Monday, Nov. 12, 2001
Homecoming
By Loudon Wainwright III/New York City As told to Harriet Barovick
I first knew I wanted to be a performer in the kitchen of my Aunt Mary's house in Santa Ana, Calif., when I was seven. At my mother's request, I sang Rosin the Bow in front of her and her twin sister. It was so powerful to sing that old folk song and be showered with love and affection and enthusiasm and encouragement by both of them. That was an event. That was my moment. From there on, when people asked, I didn't say baseball player or cowboy, I said I wanted to be an entertainer. Soon after dropping out of acting school at Carnegie Mellon and after having been busted and bailed out for marijuana possession, I wrote my first song. I was living with my grandmother in Watch Hill, R.I., working in a boatyard, trying to get past being a hippie. I wrote the song Edgar for a lobster fisherman there. It isn't very good, but the next week I wrote three more. I was really enthusiastic. I started doing gigs on the folk scene in New York and Boston, and about a year later I had a deal with Atlantic Records--one of the "new Bob Dylans," the first, I might add.
I've been married [to singer/songwriter Kate McGarrigle] and divorced, have four kids, have been through many relationships. I find myself saying I've always lived alone, even when I was with other people. My relationship with my dad [a well-known columnist for LIFE magazine] was somewhat competitive, but I had an easier time with my mom. She and I were best friends. She was a big impetus for my career. She loved to come to shows! She loved to be singled out in the audience. She was very proud of the successes of the men in her life. More recently she would come and see my son Rufus in school plays at boarding school. It's sad she couldn't enjoy more of his success, but she knew it was happening.
My mother's dying in 1997--the genesis for this whole record [the critically acclaimed Last Man on Earth]--was maybe the most profound event of my life. For the artwork for this album cover, we at first were thinking of an image of a kid in a department store who had lost a parent--to get at this sense not just of overpowering sadness and depression I'd been feeling but also panic, a feeling of being totally lost. I didn't want to do anything. I didn't write songs, didn't even feel like playing. I'd been living in London, at the end of a relationship. I came back and ended up living in my mother's house in Katonah, N.Y., just to be among her things, her furniture and pots and pans. My sisters owned a restaurant in town, so I'd eat free there, every day for a year and a half.

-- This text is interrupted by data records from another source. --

Issue #1873, opened 2019-03-16
\pmb is awkward on Safari


ylemkimon:
![Pmb-safari2](https://user-images.githubusercontent.com/888148/54478510-4bf14080-4856-11e9-8c35-066bdc2fae7a.png)

CC @ronkok

ronkok:
@ylemkimon There may not be much I can do. Right now, I don't have much access to Safari. Next week some new iPads will be available. I'll buy one and see what is possible.

ronkok:
I'll take a look at this after PR #1919 lands.

PR #1924, opened 2019-04-04
Fix \pmb

ronkok:
Fixes issue #1873.


edemaine:
Does this mean that `\raisebox` is generally broken in Safari? By just a small amount or larger amount? I guess I'm wondering, should we just fix `\raisebox`/`makeVList` instead of changing the definition of `\pmb`?

ronkok:
I agree that the long term solution is to fix `makeVList`. I don't know how to do that quickly and I am not positive that I have an idea that works at all. I guess I should describe the problem.

When PR #768 rewrote `makeVList`, it had to overcome Safari problems. One was that the code needed a zero-width span with which to define depth. Safari refused to render a zero-width span and the work around was to define a span that was 2px wide and then give it `margin-right: -2px;` to correct the position. That works well until you want to run adjacent very narrow spans next to each other. Then the actual width of the span matters.

It's possible that `makeVList` can be written with CSS flex as @kevinbarabash proposed in issue #1409. @ylemkimon is of the opinion that before using flex we should first have a major release that deprecates old IE versions. So the flex option is not a quick fix.

And we need to remember why PR #768 was written in the first place. Prior to that PR, in math that contained a tall element, the HTML font ascent and line height distances would occasionally create something that looked like a large margin above the KaTeX rendering.  PR #768 fixed that problem by putting the math into a `display: inline-table;` span. I don't know if CSS flex accomplishes the same thing.

If CSS flex doesn't work, I have one more idea to try. Remember I said that "Safari refused to render a zero-width span". That may be fixable by declaring `max-width: 0;`. I don't know if it is possible on the relevant span because that span also has some other hacks going on to prevent a Chrome problem. And I'd really like the CSS flex idea to work first. The HTML would be much simpler.

src/macros.js
```diff
@@ -655,13 +655,10 @@ defineMacro("\\mod", "\\allowbreak" +
...
-// Ref: a rather lengthy macro in ambsy.sty
-defineMacro("\\pmb", "\\html@mathml{\\@binrel{#1}{" +
-    "\\mathrlap{#1}" +
-    "\\mathrlap{\\mkern0.4mu\\raisebox{0.4mu}{$#1$}}" +
-    "{\\mkern0.8mu#1}" +
-    "}}{\\mathbf{#1}}");
+// The version in ambsy.sty works by typesetting three copies of the argument
+// with small offsets. We use two copies. We omit the vertical offset because
+// of rendering problems that makeVList encounters in Safari.
+defineMacro("\\pmb", "\\@binrel{#1}{\\mathrlap{#1}\\kern0.5px#1}");
```
ylemkimon: What about MathML output?

ronkok: This code produces MathML that also renders as a simulated bold.  In the screenshot below, the three versions are from MathJax, KaTeX, and KaTeX-MathML:
pmb

ylemkimon: @ronkok Currently MathML is used for accessibility, and I think it'd be better to render only once, maybe with `\mathbf` like before.

ronkok: Yes, MathML is currently used only for accessibility, but that will only be true until #1928 is resolved. More importantly, `\mathbf` is currently ineffective in KaTeX MathML. You can verify this by looking at the entry for `\pmb` in http://webmathcomparison.net/#p. 

I haven't yet investigated why this occurs, but I suspect some sort of bug similar to what I address in PR #1929, which applies classes such as `\mathbin` in MathML.

ronkok: @ylemkimon I have revised the MathML as you requested, using `\mathbf`. So this PR can be merged. But I consider the larger matter unfinished at least until `\mathbf` works in MathML.

MONANREN:
DeclareRobustCommand{\LaTeX}{L\kern-.36em%
//         {\sbox\z@ T%
//          \vbox to\ht\z@{\hbox{\check@mathfonts
//                               \fontsize\sf@size\z@
//                               \math@fontsfalse\selectfont
//                               A}%

PR #1929, opened 2019-04-07
Improve MathML for classes

ronkok:
Implement classes such as `\mathbin` and `\mathrel` in MathML.


test/__snapshots__/mathml-spec.js.snap
```diff
@@ -414,32 +423,34 @@ exports[`A MathML builder should render boldsymbol with the correct mathvariants
...
-        </mi>
-        <mi mathvariant="bold-italic">
-          ı
-        </mi>
-        <mo mathvariant="bold-italic">
-          +
-        </mo>
-      </mrow>
+      <mi>
+        <mrow>
```
kevinbarabash: This change doesn't seem right.

test/__snapshots__/mathml-spec.js.snap
```diff
@@ -8,15 +8,21 @@ exports[`A MathML builder \\html@mathml makes clean symbols 1`] = `
...
-        ∉
-      </mi>
-      <mi mathvariant="normal">
-        ≘
-      </mi>
+      <mo>
+        <mi mathvariant="normal">
+          ≠
+        </mi>
+      </mo>
```
kevinbarabash: Is `<mo><mi>...</mi></mo>` an artifact of how these operators are described in the TeX code?  Would `<mo mathvariant="normal">≠</mo>` be more natural?

src/functions/mclass.js
```diff
@@ -18,7 +18,30 @@ function htmlBuilder(group: ParseNode<"mclass">, options) {
...
+    let node;
+    switch (group.mclass) {
+        case "minner":
+            return mathMLTree.newDocumentFragment(inner);
+        case "mord":
+            return new mathMLTree.MathNode("mi", inner);
+        default:
+            node = new mathMLTree.MathNode("mo", inner);
+            // Set spacing based on what is the most likely adjacent atom type.
+            // See TeXbook p170.
```
kevinbarabash: Thanks for linking to the source.

test/__snapshots__/mathml-spec.js.snap
ronkok: I agree. This one may take some work. I'll get back to you tomorrow.

test/__snapshots__/mathml-spec.js.snap
ronkok: Re: `<mo><mi>...</mi></mo>`

Take, for example, `\neq`. It is defined by a macro:
```
defineMacro("\\neq", "\\html@mathml{\\mathrel{\\not=}}{\\mathrel{\\char`≠}}");
```

Notice that the MathML part of that macro employs `\char ≠`. `\char`  is a way to define a character in a macro and avoid an infinite loop of macro expansion. So far, so good. But `\char` always expands its argument to a textord. That accounts for the `<mi>`. And so the macro wraps it with `\mathrel` to get the correct spacing.

> Would `<mo mathvariant="normal">≠</mo>` be more natural?

Just `<mo>` would be even more natural. To get that, we would have to add some code to `char.js`. At present, it returns everything as a `textord`. But it takes the Unicode code point as an argument. It could compare that code point to some ranges and return everything from, say, U+2238 to U+2294 ([Ref](https://unicode-table.com/en/#mathematical-operators)) as a `mrel`. Then the macro's wrapper `\mathrel` would be unnecessary. There would be similar ranges for `bin`, etc. It could end up as quite an extensive dictionary, like [this one](https://www.w3.org/TR/MathML3/appendixc.html#oper-dict.entries-table).

Is it worth the trouble? Would you like me to make such a modification to `char.js`?

ronkok: A thought occurs to me. In `mclass.js`, we could test if the argument is a `<mi>` and also apply the `utils.isCharacterBox` test. If an argument meets both of those tests, we could change the element from `<mi>` to `<mo>` instead of wrapping it with `<mo>`. `flow` probably will object to this sort of thing, but the end result is better.  I'll look into it.

kevinbarabash: Having to include a large lookup table would be unfortunate.  The `isCharacterBox` is worth a try.  Are there any situations where `isCharacterBox` would return a false positive for this use case?

edemaine: I agree that the code implementing `\mathrel` (etc.) and returning `<mo>` is the place to do this kind of simplification. I think it makes sense to do this, as `\mathrel` (etc.) are explicitly trying to make this kind of type cast. In all cases, it will still return an `<mo>` tag, so I don't see any problems with Flow...

test/__snapshots__/mathml-spec.js.snap
ronkok: @kevinbarabash Having looked closer at this, I now think it is correct. `\boldsymbol` makes a call to `\binrel` which return a mathord for argument that is not a single character. So to see this group wrapped by a `<mi>` is what we should expect.

test/__snapshots__/mathml-spec.js.snap
ronkok: I believe that I have now resolved this issue and that this PR is ready for back check.

ronkok:
@kevinbarabash Thank you for the review, and thank you for the commit. I now try to avoid the children of an argument defined by a `flow` type. But to address this problem, I could think of no other way to get it done. So again, thanks for your help.

PR #1930, opened 2019-04-07
Improve MathML for \Bbbk

ronkok:
Implements `\Bbbk` in MathML.


edemaine:
According to [this stackexchange](https://tex.stackexchange.com/questions/161159/math-times-pro-2-and-txfontsb), this new definition is the one used by `mtpro2.sty`.  They also look identical in current KaTeX:

```latex
\Bbbk\mathbb k
```
image

I think, once merged, we should remove this symbol from the AMS font. @ylemkimon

Finally, after I'd been crying so much it didn't feel cathartic or useful anymore, I wrote I'm Not Gonna Cry. ("Listen to the thunder/Dark clouds fill the sky/Well it looks like rain and I hear a train/But I'm not going to cry.") That was the start of getting back to some sense of normalcy. After that, Homeless, Missing You, Living Alone and the others, maybe some of the best songs I've ever written, sort of happened.
I was encouraged by my producers to resist my temptation to include novelty songs on this one, as I've always done before. I'm glad we did. This CD has a serious tone, but I hope it still has a lift.
I know my mother's death changed me, but it's only been four years, and I don't know just how yet. It's funny, and maybe just coincidental, that at 55, after losing both my parents, my career seems to be doing better than ever, with the TV show [Fox's Undeclared, on which Wainwright plays an annoying dad to his college-going son] and this slightly more mature CD. I wish they were here to see it. I understand more about my father now that Rufus, who is so talented, is doing so well. There's an ambivalence; you're proud and excited, and you're also thinking "What about me?"
I'm not the same without my mother, but it's getting easier. The panic is no longer there. In the early 1970s, I had great success with Dead Skunk, a novelty hit on my third album, but I hid from it. I wasn't ready. As for this recent career attention--I'm ready now! It doesn't mean I'm not anxious about it. But I am enjoying it.